Kemmler, who had killed his common-law wife with an axe, seemed amenable to taking his place in the history books. ‘Gentlemen, I wish you all good luck. I believe I am going to a good place, and I am ready to go.’ He sat down on the chair and allowed the electrodes to be attached to his body. ‘Now take your time and do it all right, warden. There is no rush. I don’t want to take any chances on this thing you know.’

But the first burst of electricity, which lasted seventeen seconds, did not kill Kemmler, and a second attempt was made. This time the current was left on for more than a minute. A reporter fainted and the District Attorney groaned and rushed out of the room. The New York Times reported that ‘the stench was unbearable’. The reporter speculated that it was likely to be the first and last such execution.
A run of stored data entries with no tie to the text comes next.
PR #322, opened 2022-06-29
Use the non-rsplit class in messages 

### LINKED ISSUE #321: Calling `assessment()` on a `permutations` gives a confusing error
Related: I am now seeing that the error thrown when calling `assessment()` on a `permutations` object is not correct:
``` r
library(rsample)

p <- permutations(mtcars, cyl)

assessment(p$splits[[1]])
#> Error in `as.data.frame()`:
#> ! There is no assessment data set for an `rsplit` object with class `rsplit`.
```

It should read something like:
> #> ! There is no assessment data set for an `rsplit` object from a `permutations` set.

Or something along those lines...

_Originally posted by @mattwarkentin in https://github.com/tidymodels/rsample/pull/319#issuecomment-1170492817_

mikemahoney218:
This PR fixes #321 by changing which class is used in the message when calling `assessment()` on an object with a `col_id` slot.

I am 95% sure this only impacts permutations; `grep` suggests that's the only place that `col_id` gets set:

```
❯ grep col_id R/*
R/permutations.R:  col_id <- tidyselect::eval_select(permute, data)
R/permutations.R:  if (identical(length(col_id), 0L)) {
R/permutations.R:  } else if (identical(length(col_id), ncol(data))) {
R/permutations.R:      x$col_id <- col_id
R/permutations.R:    col_id = col_id
R/printing.R:  shuffled_cols <- paste(names(attr(x, "col_id")), collapse = ", ")
R/rsplit.R:    if (!is.null(x$col_id)) {
R/rsplit.R:        x$data[as.integer(x, data = data, ...), x$col_id, drop = FALSE]
R/rsplit.R:      x$data[, x$col_id] <- permuted_col
```


juliasilge (approved):
Yeah, it looks to me like this is right. 👍

PR #326, opened 2022-06-30
Auto-generate vctrs

mikemahoney218:
This PR adds a file, `generate_vctrs.R`, which automatically generates the vctrs compatibility functions needed for functions in `rset_subclasses`. It removes a little bit of the overhead involved in adding new functions and subclasses -- rather than figuring out what needs to be updated, adding a function to `rset_subclasses` will result in the tests and the functions being automatically generated. 

I totally get if we don't want to go down this road, just feels like it might be a bit easier than the current method we update these.

It requires R > 4.1 and is in .Rbuildignore.


juliasilge:
The recipes package has something like this and puts it in `/inst`:
https://github.com/tidymodels/recipes/blob/main/inst/boilerplate.R
That's probably the best place to put it.

We would probably also want to [add this as a release question](https://r-pkgs.org/release.html#release-submission).

What do you think about this @DavisVaughan, as our resident vctrs expert? Seems helpful to me, since we have been known to forget to do this, especially in contributor PRs.

inst/generate_vctrs.R
```diff
@@ -0,0 +1,74 @@
...
+#' @export
+vec_cast.data.frame.CHANGEME <- function(x, to, ..., x_arg = "", to_arg = "") {
+  df_cast(x, to, ..., x_arg = x_arg, to_arg = to_arg)
+})"
+
+generated_template <- vapply(
+  names(rset_subclasses),
+  function(x) {
+    # glue has weird edge cases when trying to interpolate into R code
+    gsub("CHANGEME", x, template)
```
DavisVaughan, line 62: I think you should look into the whisker package for this, which is what usethis uses and is our standard way to do this kind of interpolation, I think

https://github.com/r-lib/usethis/blob/7c8e0049a1e40e6dcabbde069bb29576215a11b6/R/template.R#L62
https://github.com/r-lib/usethis/blob/main/inst/templates/packagename-data-prep.R

DavisVaughan (commented):
I think this is a nice idea, but I would encourage you to generate 1 file per rset-subclass. So you'd have something like:

```
compat-vctrs-bootstraps.R
compat-vctrs-v_fold.R
```

and so on.

I think that will be better because I can imagine having a new subclass in the future where we need to adjust the default cast/ptype2 methods that this will generate for us, and that will be easier to do if we have them in separate files (otherwise rerunning this generator function will overwrite our custom adjustments).

So you'd have a function that writes out 1 file and then you'd call it N times, like:

```r
generate_vctrs_template <- function(class) {
  # do interpolation and write to file
}

generate_vctrs_template("bootstraps")
generate_vctrs_template("v_fold")
# Special case where we started with the template and modified the defaults, don't overwrite
# generate_vctrs_template("special_case")
```

mikemahoney218:
Changed things so that we're generating separate files (which I've prefixed with `z` so they all sort at the bottom). Right now, I've still got a loop creating a file for each of `rset_subclasses`, so that we only need to update one place and get all the compatibility helpers and tests we need. I think if we need to adjust behavior for a new subclass in the future it'd be easy to `setdiff` the vector it iterates through, so that getting the standard compatibility helpers becomes opt-out rather than opt-in.

PR #330, opened 2022-07-01
Add repeats argument (#327)

### LINKED ISSUE #327: `group_vfold_cv()` should have a `repeats` argument
## Feature

As mentioned by @mattwarkentin , `group_vfold_cv()` is currently the only function that's not equivalent to its non-group version (other than stratification), because right now `group_vfold_cv()` does not have a `repeats` argument.

I think it would be nice for `group_vfold_cv()` to have a `repeats` argument. That said, I think we should probably throw an error in _both_ functions when `v == max_v` (either `nrow(data)` or `length(unique(data$group))`), because that means you're going to have identical repeats, which strikes me as undesirable.

mikemahoney218:
I accidentally pushed this to main :facepalm: I reverted immediately (`git reset --soft HEAD~1 && git push -f`) and _believe_ things are fine, but sorry about that.

That said! This PR fixes #327 by:

+ Adding a `repeats` argument to `group_vfold_cv()`
+ Adding an error to _both_ `group_vfold_cv()` and `vfold_cv()` when `repeats` is used with `v == max_v`

``` r
library(rsample)

vfold_cv(mtcars, v = 2, repeats = 2)
#> #  2-fold cross-validation repeated 2 times 
#> # A tibble: 4 × 3
#>   splits          id      id2  
#>   <list>          <chr>   <chr>
#> 1 <split [16/16]> Repeat1 Fold1
#> 2 <split [16/16]> Repeat1 Fold2
#> 3 <split [16/16]> Repeat2 Fold1
#> 4 <split [16/16]> Repeat2 Fold2
vfold_cv(mtcars, v = nrow(mtcars), repeats = 2)
#> Error in `vfold_cv()`:
#> ! Repeated resampling when `v` is 32 would create identical resamples

group_vfold_cv(mtcars, cyl, v = 2, repeats = 2)
#> # Group 2-fold cross-validation 
#> # A tibble: 4 × 3
#>   splits          id      id2      
#>   <list>          <chr>   <chr>    
#> 1 <split [11/21]> Repeat1 Resample1
#> 2 <split [21/11]> Repeat1 Resample2
#> 3 <split [14/18]> Repeat2 Resample1
#> 4 <split [18/14]> Repeat2 Resample2
group_vfold_cv(mtcars, cyl, v = length(unique(mtcars$cyl)), repeats = 2)
#> Error in `group_vfold_cv()`:
#> ! Repeated resampling when `v` is 3 would create identical resamples
group_vfold_cv(mtcars, cyl, v = NULL, repeats = 2)
#> Error in `group_vfold_cv()`:
#> ! Repeated resampling when `v` is `NULL` would create identical resamples
```

<sup>Created on 2022-07-01 by the [reprex package](https://reprex.tidyverse.org) (v2.0.1)</sup>

### DIFF
--- a/NEWS.md
+++ b/NEWS.md
@@ -2,6 +2,8 @@
 
 * Added arguments to control how `group_vfold_cv()` combines groups. Use `balance = "groups"` to assign (roughly) the same number of groups to each fold, or `balance = "observations"` to assign (roughly) the same number of observations to each fold.
 
+* Added a `repeats` argument to `group_vfold_cv()` (#330).
+
 * Added new functions for grouped resampling: `group_mc_cv()` (#313), `group_initial_split()` and `group_validation_split()` (#315), and `group_bootstraps()` (#316).
 
 * Added a new function, `reverse_splits()`, to swap analysis and assessment splits (#319, #284).
--- a/R/vfold.R
+++ b/R/vfold.R
@@ -192,7 +192,7 @@ group_vfold_cv <- function(data, group = NULL, v = NULL, balance = c("groups", "
   } else {
     if (is.null(v)) {
       rlang::abort(
-        glue::glue("Repeated resampling when `v` is `NULL` would create identical resamples")
+        "Repeated resampling when `v` is `NULL` would create identical resamples"
       )
     }
     if (v == length(unique(getElement(data, group)))) {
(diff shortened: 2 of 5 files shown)


juliasilge (approved):
Thank you! 🙌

However, the electric chair soon became established as America’s primary method of capital punishment, and was used for more than a century. All executions in America were temporarily halted for a decade until the US Supreme Court upheld its use in 1976. A database maintained by the Washington-based Death Penalty Information Center records 158 executions by electrocution since then. The most recent was in Virginia in 2013. Convicted killer Robert Gleason had requested the electric chair. The Herald Courier reported how he died:

One man turned a key in a wall to activate the system and another man in an adjacent room started the electrocution. Gleason’s body spasmed with each series of jolts, smoke rising from the mask. The jolts were administered at 9:03, and after five long minutes of silence a doctor in a white coat entered from a side room, put a stethoscope to his tattooed chest and then nodded that he was dead.